Pursuit Channel’s decision to anchor Wednesday nights around a MOJO Outdoors–sponsored “Wildlife Adventure” block isn’t just another programming tweak—it’s a calculated bet that the same viewers who tune in for turkey setups and whitetail ambushes are also the core of the firearms-owning public. By packaging series like Mark Peterson’s proven formats into a single, advertiser-branded primetime window, the network is giving outdoor brands a concentrated audience that already accepts the Second Amendment as the practical tool that makes ethical harvest possible. In an era when legacy media still treats hunting footage as a curiosity, this move quietly normalizes the idea that lawful gun ownership and land stewardship are inseparable.
For the 2A community the real takeaway is leverage: every time a MOJO decoy spins on screen or a Peterson caller echoes through the timber, it reinforces that the tools of the hunt are mainstream, not fringe. That cultural reinforcement matters when anti-gun interests push “sporting purposes” restrictions that would sideline the very semiautos and optics many of these shows rely on. By keeping hunting content appointment viewing, Pursuit and MOJO are doing more than selling calls—they’re reminding policymakers and fence-sitting suburbanites that millions of Americans still depend on privately owned firearms to put food on the table and manage wildlife populations.

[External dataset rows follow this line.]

PR #1374, opened 2025-11-06
Ignore mypy complaint about `dask.__version__`

TomNicholas:
Fix the mypy error seen in #1373, by ignoring it.


ianhi:
can you cherry pick this and bring to main as well

PR #1379, opened 2025-11-06
New HTTP Storage instance

paraseba:
New method:

```python
def http_storage(base_url: str, opts: dict[str, str] | None = None) -> Storage:
```

Credential handling is not implemented yet.

The Storage instance is read only.


dcherian (approved):
As discussed would be good to add docs at some point

PR #1386, opened 2025-11-08
Introduce `redirect_storage`

paraseba:
This new Storage instance executes an http GET on a URL passed. It expects the response to be a redirect to the URL of a destination target dataset. After the destination is resolved, it behaves as a storage appropiate for the target url.

- It follows up to 10 redirects until one matches one of the handled protocols
- Currently it handles the following protocols:
    - s3
    - gs or gcs
    - http+icechunk, http+ic, https+icechunk, or https+ic
    - r2
    - tigris
- The redirect for s3 must include a region as query argument, example: `Location: s3://foo/bar/baz?region=us-east-1`
- The redirect for r2 must include an account as query argument, example: `Location: r2://foo/bar/baz?account_id=12345`
- Currently the target Storage instances are created using anonymous credentials
- Currently no auth is supported in the redirection service

### DIFF
--- a/Cargo.lock
+++ b/Cargo.lock
@@ -2456,7 +2456,7 @@ checksum = "a948666b637a0f465e8564c73e89d4dde00d72d4d473cc972f390fc3dcee7d9c"
 dependencies = [
  "proc-macro2",
  "quote",
- "syn 2.0.108",
+ "syn 2.0.110",
 ]
 
 [[package]]


paraseba:
This is missing documentation, left for a followup PR.

paraseba:
Probably the best way to understand how to use this is to look at the new python test, after reading the commit message.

The longer-term implication is audience retention. Younger hunters raised on YouTube algorithms are drifting toward short-form clips; a weekly, high-production block on a dedicated channel gives them a reason to schedule time around traditional television and, by extension, around the brands that underwrite it. If the ratings hold, expect other networks and sponsors to double down on similar blocks, creating a self-reinforcing media ecosystem that keeps firearms culture visible, commercially viable, and politically resilient.